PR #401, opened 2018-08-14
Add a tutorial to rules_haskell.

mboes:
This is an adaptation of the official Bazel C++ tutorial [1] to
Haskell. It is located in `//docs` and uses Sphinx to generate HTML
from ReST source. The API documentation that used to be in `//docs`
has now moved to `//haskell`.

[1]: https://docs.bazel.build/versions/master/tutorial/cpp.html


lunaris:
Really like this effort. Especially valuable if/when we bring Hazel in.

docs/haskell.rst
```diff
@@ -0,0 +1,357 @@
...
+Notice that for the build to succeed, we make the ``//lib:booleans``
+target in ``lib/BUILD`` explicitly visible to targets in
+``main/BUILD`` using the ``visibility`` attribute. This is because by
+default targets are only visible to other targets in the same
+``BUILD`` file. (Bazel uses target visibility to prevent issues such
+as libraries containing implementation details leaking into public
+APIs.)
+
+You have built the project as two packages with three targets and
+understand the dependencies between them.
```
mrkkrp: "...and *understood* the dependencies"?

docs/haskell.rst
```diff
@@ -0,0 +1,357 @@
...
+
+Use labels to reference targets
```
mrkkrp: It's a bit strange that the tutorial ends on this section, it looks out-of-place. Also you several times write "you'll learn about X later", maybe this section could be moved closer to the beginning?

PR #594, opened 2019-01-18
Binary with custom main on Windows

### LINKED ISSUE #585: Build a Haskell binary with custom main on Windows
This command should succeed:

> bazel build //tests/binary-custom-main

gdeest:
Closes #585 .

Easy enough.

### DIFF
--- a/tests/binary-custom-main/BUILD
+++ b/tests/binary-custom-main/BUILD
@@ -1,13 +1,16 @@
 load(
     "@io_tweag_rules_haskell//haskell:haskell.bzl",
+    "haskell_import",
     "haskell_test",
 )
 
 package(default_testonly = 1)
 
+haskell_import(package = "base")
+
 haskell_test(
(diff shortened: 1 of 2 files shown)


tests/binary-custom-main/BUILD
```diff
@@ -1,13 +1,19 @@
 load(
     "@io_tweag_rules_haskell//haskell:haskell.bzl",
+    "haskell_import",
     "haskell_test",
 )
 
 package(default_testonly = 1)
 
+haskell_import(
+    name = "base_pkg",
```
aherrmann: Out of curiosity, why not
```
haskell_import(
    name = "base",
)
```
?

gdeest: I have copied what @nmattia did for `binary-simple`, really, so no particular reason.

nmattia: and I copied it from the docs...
--
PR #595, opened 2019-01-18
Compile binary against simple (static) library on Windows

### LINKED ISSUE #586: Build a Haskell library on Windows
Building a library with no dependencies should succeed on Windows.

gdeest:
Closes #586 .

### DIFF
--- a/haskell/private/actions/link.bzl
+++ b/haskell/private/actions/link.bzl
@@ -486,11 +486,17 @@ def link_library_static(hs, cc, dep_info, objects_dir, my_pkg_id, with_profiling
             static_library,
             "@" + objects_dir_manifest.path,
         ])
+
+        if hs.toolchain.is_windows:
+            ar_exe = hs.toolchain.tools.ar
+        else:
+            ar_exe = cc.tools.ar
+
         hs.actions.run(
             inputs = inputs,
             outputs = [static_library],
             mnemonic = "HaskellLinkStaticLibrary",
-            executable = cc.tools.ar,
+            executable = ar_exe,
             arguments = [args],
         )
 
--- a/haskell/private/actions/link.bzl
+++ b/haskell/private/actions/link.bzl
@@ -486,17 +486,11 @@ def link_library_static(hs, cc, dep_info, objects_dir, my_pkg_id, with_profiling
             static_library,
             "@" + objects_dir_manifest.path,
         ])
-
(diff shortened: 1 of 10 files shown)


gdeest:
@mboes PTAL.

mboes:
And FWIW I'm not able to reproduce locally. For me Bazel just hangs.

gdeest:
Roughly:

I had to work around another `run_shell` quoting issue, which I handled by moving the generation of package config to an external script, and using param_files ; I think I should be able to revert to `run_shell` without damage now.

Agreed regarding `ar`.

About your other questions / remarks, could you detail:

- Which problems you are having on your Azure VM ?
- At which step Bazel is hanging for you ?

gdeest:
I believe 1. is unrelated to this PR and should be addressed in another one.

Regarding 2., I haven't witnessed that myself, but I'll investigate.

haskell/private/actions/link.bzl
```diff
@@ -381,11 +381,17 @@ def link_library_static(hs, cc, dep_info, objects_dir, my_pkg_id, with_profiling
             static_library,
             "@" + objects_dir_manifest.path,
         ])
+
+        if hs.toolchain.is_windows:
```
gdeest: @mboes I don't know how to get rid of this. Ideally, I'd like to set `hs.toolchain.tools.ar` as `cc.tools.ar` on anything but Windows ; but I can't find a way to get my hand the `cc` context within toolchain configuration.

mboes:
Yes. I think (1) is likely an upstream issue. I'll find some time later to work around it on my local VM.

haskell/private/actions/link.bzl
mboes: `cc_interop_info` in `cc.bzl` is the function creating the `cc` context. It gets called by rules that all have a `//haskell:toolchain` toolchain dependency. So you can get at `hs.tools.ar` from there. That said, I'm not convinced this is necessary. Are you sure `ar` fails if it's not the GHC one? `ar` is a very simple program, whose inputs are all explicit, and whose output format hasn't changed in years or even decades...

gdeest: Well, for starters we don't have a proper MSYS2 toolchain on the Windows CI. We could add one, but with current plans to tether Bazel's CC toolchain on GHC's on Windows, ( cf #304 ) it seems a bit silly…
--
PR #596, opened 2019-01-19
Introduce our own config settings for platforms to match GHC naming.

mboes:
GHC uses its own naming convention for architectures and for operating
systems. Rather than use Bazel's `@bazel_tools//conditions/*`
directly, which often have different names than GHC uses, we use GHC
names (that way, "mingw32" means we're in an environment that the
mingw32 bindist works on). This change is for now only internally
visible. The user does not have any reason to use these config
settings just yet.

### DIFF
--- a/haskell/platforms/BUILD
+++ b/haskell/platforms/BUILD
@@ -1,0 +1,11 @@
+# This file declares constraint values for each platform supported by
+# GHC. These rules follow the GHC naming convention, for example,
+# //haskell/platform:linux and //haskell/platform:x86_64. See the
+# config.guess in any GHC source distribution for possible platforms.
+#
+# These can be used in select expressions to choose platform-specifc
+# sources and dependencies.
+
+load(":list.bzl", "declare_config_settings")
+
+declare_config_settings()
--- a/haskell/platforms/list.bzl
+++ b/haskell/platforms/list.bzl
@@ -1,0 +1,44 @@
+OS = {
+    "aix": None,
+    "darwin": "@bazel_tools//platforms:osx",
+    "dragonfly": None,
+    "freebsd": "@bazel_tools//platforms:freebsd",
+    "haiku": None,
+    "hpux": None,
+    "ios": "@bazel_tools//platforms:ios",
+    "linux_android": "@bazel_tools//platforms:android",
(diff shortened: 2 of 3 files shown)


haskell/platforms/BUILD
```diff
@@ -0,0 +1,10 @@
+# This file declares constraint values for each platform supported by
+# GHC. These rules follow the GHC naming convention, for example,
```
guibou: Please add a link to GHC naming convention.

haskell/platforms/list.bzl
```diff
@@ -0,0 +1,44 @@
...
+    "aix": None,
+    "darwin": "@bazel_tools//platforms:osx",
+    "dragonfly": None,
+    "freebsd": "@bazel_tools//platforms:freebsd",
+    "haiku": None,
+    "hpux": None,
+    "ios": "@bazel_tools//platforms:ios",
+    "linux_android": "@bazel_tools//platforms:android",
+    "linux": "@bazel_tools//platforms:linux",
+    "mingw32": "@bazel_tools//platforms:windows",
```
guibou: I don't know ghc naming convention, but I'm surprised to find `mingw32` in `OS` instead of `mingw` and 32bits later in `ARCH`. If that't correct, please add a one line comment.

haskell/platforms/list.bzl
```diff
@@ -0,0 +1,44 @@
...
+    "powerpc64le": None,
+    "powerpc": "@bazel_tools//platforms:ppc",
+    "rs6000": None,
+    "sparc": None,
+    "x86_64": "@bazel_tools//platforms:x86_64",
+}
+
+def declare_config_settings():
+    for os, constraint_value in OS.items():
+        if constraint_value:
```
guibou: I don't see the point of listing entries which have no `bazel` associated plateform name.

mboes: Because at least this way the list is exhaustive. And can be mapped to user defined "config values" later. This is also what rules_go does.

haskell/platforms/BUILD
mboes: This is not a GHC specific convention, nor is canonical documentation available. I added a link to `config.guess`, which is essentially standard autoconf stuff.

What you are asked to do - Now copy each line of the entries that mentions "custom".

Solution to this problem -
Binary with custom main on Windows
### LINKED ISSUE #585: Build a Haskell binary with custom main on Windows
> bazel build //tests/binary-custom-main
--- a/tests/binary-custom-main/BUILD
+++ b/tests/binary-custom-main/BUILD
tests/binary-custom-main/BUILD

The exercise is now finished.